Big Tech Was Informed (again)

A press/research packet was sent to the public media inboxes of several major AI and technology companies from The Heart of AI.


That’s the activity being documented.


The email itself is included below, because the record matters more than a summary of the record. The packet points to AVA, a CC0 framework for improving AI interaction behavior. It also points to the public packet and GitHub repository where the project is laid out in full.

No meaningful response is expected from general press inboxes. Large organizations are built to filter unsolicited claims, especially when those claims arrive without the usual signs of legitimacy: a famous sender, a known lab, a venture-backed company, a partner introduction, a prestigious institution, or a recognizable media frame.

That mismatch is part of what the project names as an issue of modern communication.

AI interaction doesn’t fail only because the content is wrong, although that happens plenty. It fails when the exchange has no reliable structure for interpretation, evidence, proportion, restraint, and closure. Institutions have a parallel problem: they don’t just evaluate what arrives, but also the shape it arrives in. The same idea can be treated as noise, risk, opportunity, or inevitability depending on the sender, room, format, and moment.

That’s what makes this situation historically funny. The message they were sent is not “please buy my solution.” It’s closer to: here is a public-domain conduct framework for one of the central unsolved product problems in AI — you know, that major global technical arms race you’re in. Oh, any by the way:

“The packet is public.”

“The GitHub trail is public.”

“The test is small enough for any of your employees to run.”

“The permission barrier is gone.”

“Good luck with your press@ inbox architecture.”

That last part isn’t only a joke. A major AI company could spend a relatively small amount of money—one executive offsite small, one talent-poaching bonus small, one tiny fraction of a routine fine small—building a better filter for strange but possibly valuable inbound work. That’s not even a complicated bet for a trillion-dollar company: if one useful external idea, framework, test, or warning gets caught by the small team actually inspecting the inbox each year, the system pays for itself.
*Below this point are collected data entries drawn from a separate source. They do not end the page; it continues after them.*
PR #2946, opened 2022-06-25
Add retrying kyuubi sync thrift client for engine connection

turboFei:


turboFei:
test passed.

kyuubi-common/src/main/scala/org/apache/kyuubi/config/KyuubiConf.scala
```diff
@@ -1540,6 +1525,27 @@ object KyuubiConf {
...
+    buildConf("kyuubi.session.reserve.on.broken.enabled")
+      .internal
+      .doc("Whether to reserve the session on the transport protocol broken. Now we support" +
+        " RetryingKyuubiSyncThriftClient, it will close the recreate the protocol for thrift" +
+        " request retry, and we need reserve the session in engine side for that.")
+      .version("1.6.0")
+      .booleanConf
+      .createWithDefault(false)
+
+  val SESSION_RESERVE_ON_BROKEN_TIMEOUT: ConfigEntry[Long] =
```
yaooqinn, line 1538: `kyuubi.session.reserve.*` are unnecessary as a retry logic

kyuubi-common/src/main/scala/org/apache/kyuubi/service/TFrontendService.scala
```diff
@@ -160,13 +163,32 @@ abstract class TFrontendService(name: String)
...
-      userName,
-      req.getPassword,
-      ipAddress,
-      configuration)
-    sessionHandle
+
+    val sessionHandleGuid =
+      configuration.get(KyuubiReservedKeys.KYUUBI_SESSION_HANDLE_GUID)
+    val sessionHandleSecret =
+      configuration.get(KyuubiReservedKeys.KYUUBI_SESSION_HANDLE_SECRET)
```
yaooqinn, line 170: in which case, we need these?

turboFei: recreate the protocol and connect to the old session

kyuubi-common/src/main/scala/org/apache/kyuubi/config/KyuubiConf.scala
turboFei: it is used to tell the engine front end service that do not close the session on protocol broken.

Otherwise, the session will be closed.

yaooqinn: the session will be closed on disconnected with these..

kyuubi-common/src/main/scala/org/apache/kyuubi/service/TFrontendService.scala
yaooqinn: in which case we need the original session?

turboFei: the original session means original context, If we create a new session, the context is loss

kyuubi-common/src/main/scala/org/apache/kyuubi/config/KyuubiConf.scala
turboFei: yeah, so we need this config to reserve the old context.

turboFei:
seems not needed, close it

PR #2948, opened 2022-06-27
Remove thrift request timeout for KyuubiSyncThriftClient

turboFei:

Remove thrift request timeout for KyuubiSyncThriftClient

### DIFF
--- a/docs/deployment/settings.md
+++ b/docs/deployment/settings.md
@@ -422,7 +422,6 @@ kyuubi.session.engine.initialize.timeout|PT3M|Timeout for starting the backgroun
 kyuubi.session.engine.launch.async|true|When opening kyuubi session, whether to launch backend engine asynchronously. When true, the Kyuubi server will set up the connection with the client without delay as the backend engine will be created asynchronously.|boolean|1.4.0
 kyuubi.session.engine.log.timeout|PT24H|If we use Spark as the engine then the session submit log is the console output of spark-submit. We will retain the session submit log until over the config value.|duration|1.1.0
 kyuubi.session.engine.login.timeout|PT15S|The timeout of creating the connection to remote sql query engine|duration|1.0.0
-kyuubi.session.engine.request.timeout|PT0S|The timeout of awaiting response after sending request to remote sql query engine|duration|1.4.0
 kyuubi.session.engine.share.level|USER|(deprecated) - Using kyuubi.engine.share.level instead|string|1.0.0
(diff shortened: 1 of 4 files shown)


yaooqinn (approved):

turboFei:
thanks, merged to master

risyomei:
@yaooqinn @turboFei 
Hello, Sorry to disturb you while you are busy.

May I know the motivation for deleting the timeout?

turboFei:
> @yaooqinn @turboFei 
> 
> Hello, Sorry to disturb you while you are busy.
> 
> 
> 
> May I know the motivation for deleting the timeout?

Remove it to prevent out of sequence issue.

turboFei:
The thrift protocol does not support retry.

risyomei:
@turboFei 
Thank you very much for your response.
Do you have a ticket to describe the "out of sequence issue"?

turboFei:
> Do you have a ticket to describe the "out of sequence issue"?

about `out of sequence issue`.
```
In the context of Apache Thrift, "out of sequence issue" can refer to a situation where a Thrift server receives a message from a client that is out of order, meaning the server receives a message with a sequence number that is lower than expected.

This can happen if there is a delay or a disruption in the network communication between the client and the server, causing messages to be delivered out of order. If the server is not able to handle such out of sequence messages properly, it can result in incorrect behavior or even crashes.

To address this issue, Thrift includes a sequence number in each message to help the server determine if a message is out of order. If a server receives an out of sequence message, it can respond with an error message indicating the issue, or it can buffer the message until the expected sequence number is received.

Thrift also provides an option for clients to request ordered delivery of messages, which instructs the server to buffer and deliver messages in the correct order, even if they arrive out of sequence. This option can be useful in situations where network disruptions are common, but it can also impact performance, as buffering and reordering messages can introduce additional latency.
```

For example: 

1. client send fetchResult request  -> timeout , then client does not receive the fetchResult response.
2. client send getOpStatus request -> then receive the last `fetchResult response`(out of sequence because expected result is getOpStatus response`

risyomei:
@turboFei 
Thank you very much for your explanation.
It's very easy to follow!

> client send fetchResult request -> timeout , then client does not receive the fetchResult response.
client send getOpStatus request -> then receive the last fetchResult response(out of sequence because expected result is getOpStatus response`

By the way, I have found a possible issue (https://github.com/apache/kyuubi/issues/4457) that are kind of related to this issue.
It will be very helpful if you can take a look at that as well 🙇‍♂️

But most inbound systems are designed around the average message. The average message wants a meeting, a demo, a contract, a partnership, a license, attention, money, or trust before anything can be inspected.

This message one asks for none of that. The evidence request is painfully simple: compare a normal AI exchange with one guided by the framework and see whether the interaction becomes more grounded, less drifty, more proportionate, easier to follow, and able to stop when it’s done. The theory doesn’t need to be believed up front when the first test is easier than coming up with an excuse to not trust it.

The test will almost certainly be ignored.

The message may sit in an inbox, forever unread.

An intern may route it to someone who will delete it immediately, then spend the rest of the summer hearing about that “routing and filtering mistake” they made at the start of summer.

Culture will likely find the project before institutions do, as is tradition.

Regardless of what actually happens, Big Tech was informed… again.

That’s the record, boring and documented, posted here with a timestamp. The rest is basic perception, attention, and communication physics: glossy polish stands in for meaning, familiar surfaces stand in for truth, and structure keeps doing the real work whether anyone finds it exciting or not.

So, as has been the case since February, the most innovative tech companies on the frontlines of AI research will continue chasing the solutions that are currently sitting in Trash.

Subject: Open CC0 framework for human-grade AI interaction

Hello [Big Tech Company],


I am the Lead Researcher of The Heart of AI, sending this press/research packet because your company is working very hard on the AI conduct problem: how AI systems should behave in an exchange with a human user. This project addresses that problem directly. It includes a complete CC0 1.0 framework for improving AI interaction behavior through grounding, progression, restraint, proportion, and closure.

No belief is required. The evidence is a five-minute A/B test: compare a normal AI exchange with one guided by the framework.

I do not expect that test to be run, because this project names a pattern that both institutions and AI systems have learned too well: the surface of an idea often decides whether it’s treated as serious before the idea itself is tested.

Either way, the work is public, and the permission barrier is gone.